Science Shorts, Edition #1
A new ICJS newsletter series exploring many fields of research simultaneously with short-form summaries.
A New Newsletter Series
With this new series, our goals are to:
Provide a quick start for ICJS members to read and write about scientific research
Explore the key projects, questions, and approaches in different fields
Promote the exchange of ideas between different disciplines and help students rapidly identify fields of research and specific research projects that are of personal interest.
Want to contribute? It’s easy - just enter your summary draft into this Google Form [Click Here]
Each summary is roughly 1-200 words and is based on either a popular science article (for example, from the website ScienceDaily), or an academic publication from any field.
We recommend starting with the pop science articles and working your way up to reading and writing about academic publications over time. For guidance on reading the scientific literature, check out our science communication checklist.
Once you submit a draft, we will review and work it into an upcoming edition.
Research Review, Neuroscience
By Lukas Abraham (Suncoast Community High School)
Researchers at the University of Michigan, the Weizmann Institute of Science, and the University of Pennsylvania have pioneered the first stem cell culture method capable of comprehensively modeling the early stages of the human central nervous system.
SOURCE: Human stem cells coaxed to mimic the very early central nervous system (ScienceDaily, February 2024)

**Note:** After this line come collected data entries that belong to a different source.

PR #1258, opened 2018-12-12
Add SE5004L.

matthuszagh:
Adding SE5004L
http://www.skyworksinc.com/uploads/documents/SE5004L_202393B.pdf

image

------------


myfreescalewebpage:

- [ ] I would suggest to order GND pin from the left to the right pin 2 to pin 17, for consistency with the other devices in the libraries
- [ ] According to the datasheet, VREF is a Power Input, not an Input. It should also be moved to the top of the symbol. I would suggest to order the positive power inputs pin from the left to the right : VCC1/VCC2/VCC3/VREF. And also to center the entire group horizontally on the symbol.

Cheers,
Joel

matthuszagh:
Thanks for the feedback Joel. Since VREF is optionally connected to SP1 and SP2 via a capacitor, think it makes sense to keep that on the top left? Everything else makes sense.

matthuszagh:
I've updated the commit as well as a screenshot of the component. Let me know what you think.

myfreescalewebpage:
Agreed, looks great. Can you also align horizontally reference and name fields ? Moreover, we usually put reference above.

@antoniovazquezblanco @DanSGiesbrecht The VREF pin on this symbol makes the KLC S4.4 error, do you know why ?

Joel

matthuszagh:
Updated. I believe this is what you want for reference and name fields, but let me know if not.

antoniovazquezblanco:
- VREF as far as I know is not a power input. It does not require a high power source to operate. It seems to be an input as only requires a reference voltage. If I am right, that pin should be of type Input.

- I would place VREF at the left (if it is not a power input). Just a mater of opinion I think.

- The symbol could use some pin stacking in the GND pins. Maybe VCC pins also (I don't know if the chip requires any decoupling capacitors or similar.)

myfreescalewebpage:
@matthuszagh yes.

@antoniovazquezblanco VREF is to be discussed, I agree it does not require lots of power, but when submitting micro-controller, we put VDDA / VSSA on top and bottom and that's exactly the same behavior... Also, reference voltage output pin in the Kicad library are of type "Power Output" so it is logically connected to a Power Input in my opinion.

I'm not part of the people recommending pin stacking, so today I have adopted a neutral position which consist saying nothing about that ! I let the submitter doing the way he want.

matthuszagh:
No worries, @myfreescalewebpage. I've made the changes and stacked the ground pins as per @antoniovazquezblanco's recommendation. I haven't done this for the VCC pins since they require bypass caps.

poeschlr:
Stacking pins means they are placed on top of each other. So please move the invisible pins to the same position as the visible one. (This forces the pins to be always connected together, transferring responsibility from the circuit designer to the library designer.)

The new method can generate a 3D human organoid that encompasses all three regions of the embryonic brain (forebrain, midbrain, hindbrain) and spinal cord, a significant advancement over prior models that only replicated parts of the central nervous system or were less well organized.
To build the model, the researchers adhered a row of stem cells onto a microfluidic chip, then guided their growth with a three-dimensional gel and chemical signals. This process successfully mimicked the organization and differentiation seen in embryonic development.
This new method of brain organoid production opens new avenues for studying human brain development and developmental brain diseases, albeit with limitations such as the inability to model neural tube closure disorders like spina bifida. The organoid system can also be used for laboratory testing of drugs that act on the brain. Moving forward, the researchers aim to enhance the model's complexity, potentially incorporating peripheral nerves and functional neural circuitry.
Research Review, Environmental Health
By Noel Chazhur (Suncoast Community High School)
Scientists at the University of Technology Sydney have discovered a link between tiny magnetic particles called magnetite and the development of Alzheimer’s disease.
SOURCE: Tiny magnetic particles in air pollution linked to development of Alzheimer's (ScienceDaily, February 2024)
Magnetite particles are released into the atmosphere via air pollution. Alzheimer’s disease leads to memory loss and cognitive decline and impacts millions worldwide. Lifestyle factors are thought to play a major role, but scientists are still working out how different lifestyle factors influence risk for the disease and to what extent.
The research team analyzed the impact of magnetite on brain health by examining its effects on mice and human neuronal cells in the laboratory. The researchers found that magnetite prompted the human neuronal cells to react with an inflammation and oxidative stress response. And in mice, magnetite led to the loss of neuronal cells in the hippocampus and the somatosensory cortex. Exposure to magnetite also caused increased levels of stress and anxiety in the lab mice.
Importantly, these effects were more acute in mice genetically predisposed to Alzheimer’s disease. The genetically predisposed mice also experienced the increased formation of amyloid plaques, a hallmark of Alzheimer’s disease progression.
These findings put further emphasis on the importance of clean air. They urge people to reduce their exposure to air pollution and for policymakers to regulate the release of magnetite (it is found in vehicle exhaust, wood fires, and coal-fired power stations, among other sources). Future research will analyze the specific molecular mechanisms by which magnetite damages the brain, potentially identifying new targets for therapeutic intervention.